Telugu and Sanskrit also give a 500 error. see attachment
in the drop down we have the Ukainian language which I have never heard of. @irina060981 , Could it be a spelling error for Ukrainian? if yes, you could use this issue to fix the misspelled language. Thanks. I will add the two languages with 500 error to alpheios-project/tokenizer#33
@monzug , I have a suggestion - may be it is worth to create a new issue for each language fail with text samples? It would be useful for the developer - to investigate and test it with the ready text sample
I used this text for Telugu language: Pratipattisvatvamula visyamuna mānavulellarunu janmataḥ svataṁtrulunu samānulunu naguduru.

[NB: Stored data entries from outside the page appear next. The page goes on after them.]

PR #5793, opened 2025-12-23
Waste nicer mobile view

lucascumsille:
Fixes part of: https://github.com/mysociety/fixmystreet/pull/5730

This PR Implements the changes mentioned in [here](https://github.com/mysociety/fixmystreet/pull/5730#issuecomment-3580439098):

@dracos  In ended up having to make some changes to the nesting/structure of the HTML, because just overriding the govuk classes for their grid/layout system wasn't going to be enough to accomplish the layout we wanted.

Just in case the second commit is entirely optional and we can drop it.

### Preview

https://github.com/user-attachments/assets/5d91c0ee-686c-4338-909c-78178e42e626

https://github.com/user-attachments/assets/9e663d2e-c8c1-435a-951d-a238130df290

https://github.com/user-attachments/assets/dde23d40-ed0f-43dd-8f74-73fd99999e63

https://github.com/user-attachments/assets/1b214289-b42b-4875-a816-97963732641b

[skip changelog]

### DIFF
--- a/templates/web/base/waste/bin_days.html
+++ b/templates/web/base/waste/bin_days.html
@@ -13,7 +13,7 @@
 
 <div class="waste__collections">
   [% IF c.cobrand.moniker != 'peterborough' %]
-    <h2 class="govuk-heading-l govuk-!-margin-bottom-2">Your collections</h2>
+    <h2 class="govuk-heading-l govuk-!-margin-bottom-2 govuk-!-margin-top-8">Your collections</h2>
     [% IF c.cobrand.moniker == 'brent' && service_data.size %]
       [% FOR unit IN service_data %]
         [% IF unit.service_id == 262 ~%]
@@ -25,7 +25,7 @@
     [% END %]
   [% ELSE %]
     <div class="govuk-!-margin-bottom-8">
-      <h2 class="govuk-heading-l govuk-!-margin-bottom-2">Your collections</h2>
+      <h2 class="govuk-heading-l govuk-!-margin-bottom-2 govuk-!-margin-top-8">Your collections</h2>
       [% IF service_data.size %]
         [% TRY %][% PROCESS waste/_calendar.html %][% CATCH file %]
           <a href="[% c.uri_for_action('waste/calendar', [ property.id ]) %]">Add to your calendar</a>
--- a/web/cobrands/sass/_waste.scss
+++ b/web/cobrands/sass/_waste.scss
@@ -192,8 +192,10 @@ body.waste {
 
 .waste-service-name.govuk-heading-m {
   margin-top: 1.5em;
-  border-bottom: 1px solid #808080;
   padding-bottom: 0.5em;
+  @media (min-width: $large-screen) {
+    border-bottom: 1px solid #808080;
+  }
 }
 
 .waste-service-wrapper {


templates/web/bexley/waste/services_extra.html
```diff
@@ -1,13 +1,12 @@
-<div class="govuk-grid-row" id="in-cab-logs">
   [% IF property.garden_signup_eligible %]
   <h3 class="govuk-heading-m waste-service-name">
     Brown Wheelie Bin
   </h3>
   <div class="govuk-grid-row">
-    <div class="govuk-grid-column-one-quarter text-centered">
+    <div class="govuk-grid-column govuk-grid-column-always-one-quarter text-centered">
```
dracos: I also changed bexley and bromley services_extra - should these presumably also be changed to match your changes?

templates/web/base/waste/bin_days.html
```diff
@@ -3,289 +3,314 @@
...
-          <img src="[% image.src %].png" srcset="[% image.src %].png 1x, [% image.src %]@2x.png 2x" alt="[% image.alt %]" class="waste-service-image">
-        [% ELSE  %]
-          <img src="[% image %].png" srcset="[% image %].png 1x, [% image %]@2x.png 2x" alt="" class="waste-service-image">
-        [% END %]
-        </div>
-        <div class="govuk-grid-column-three-quarters">
-      [% ELSE %]
-        <div class="govuk-grid-column-full">
-         [% IF c.cobrand.moniker == 'peterborough' %]
-          <h3 id="[% unit.service_name %]" class="govuk-heading-m waste-service-name">[% unit.service_name %]</h3>
```
dracos, line 93: (easier to see with whitespace changes ignored) This is lost for a service in Peterborough that doesn't have an image, there's now no heading at all; presumably is okay to leave this in?

templates/web/bexley/waste/services_extra.html
dracos: I've pushed a fixup commit that I think matches the changes if you'd like to check

templates/web/base/waste/bin_days.html
dracos: Have added fe86ccb0f0 to put this back, if you could check that also

templates/web/bexley/waste/services_extra.html
dracos: https://github.com/mysociety/fixmystreet/pull/5793/commits/97337b9fbb951dee87bd8a6cc9ba4c9a9269d6a5 is the commit involved

templates/web/base/waste/bin_days.html
lucascumsille: It works on my local.

templates/web/bexley/waste/services_extra.html
lucascumsille: This is also working for me

lucascumsille:
@dracos I added on [last commit](https://github.com/mysociety/fixmystreet/pull/5793/commits/5722fe747f803fdc43a622c54a61bce6b6749d4e) to remove some margin and improve the alignment on mobile and desktop.

web/cobrands/sass/_waste.scss
```diff
@@ -50,6 +50,24 @@ body.waste {
     }
 }
 
+.govuk-grid-column {
```
dracos: We can drop these now, no longer using them

web/cobrands/sass/_waste.scss
```diff
@@ -72,11 +90,49 @@ body.waste {
   }
 }
 
+.waste-service-grid {
+  display: grid;
+  column-gap: 1rem;
+  row-gap: 0;
+
+  grid-template-columns: 25% 75%;
```
dracos: I think this should be `1fr 3fr` - with percentages, the column-gap is being added, so the width ends up more than 100%, you can see this on Bromley where it gets close to the sidebar, and on mobile the lines hit the edge.

web/cobrands/sass/_waste.scss
```diff
@@ -72,11 +90,49 @@ body.waste {
...
+    grid-template-areas:
+      "name name"
+      "image description";
+
+    &--service-name {
+      align-self: start;
+    }
+
+    &--service-image {
+      align-self: start;
```
dracos, line 109: Should this have `text-align: center` maybe, so the images all look in a line (looking at Bromley)

dracos (changes requested):
A few general queries.

The loss of the border bottom on the h3s - was a bit weird to me on desktop, perhaps it should only be dropped on mobile, maybe? Dunno.

web/cobrands/sass/_waste.scss
lucascumsille: Good one, I ended up using `justify-self:center`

Vāru vivēdanāṁtaḥkaraṇa saṁpannulaguṭacaē parasparamu bhrātṛbhāvamutō vartiṁpavalayunu
in English: All human beings are born free and equal in dignity and rights.
They are endowed with reason and conscience and should act towards one another in a spirit of brotherhood.
and the same text for Sanskrit from https://omniglot.com/writing/sanskrit.htm
Sarvē mānavāḥ svatantrāḥ samutpannāḥ vartantē api ca, gauravadr̥śā adhikāradr̥śā ca samānāḥ ēva vartantē.
Ētē sarvē cētanā-tarka-śaktibhyāṁ susampannāḥ santi. Api ca, sarvē´pi bandhutva-bhāvanayā parasparaṁ vyavaharantu.
created two new issues to report the problem with Telugu and Sanskrit languages and the misspelled error.
as we had issue with Chinese (and Irina said also Russian, Ukrainian, Thai, Vietnamese), let's test all language in Target or Origin texts. so far, I did all languages starting with A, B and C.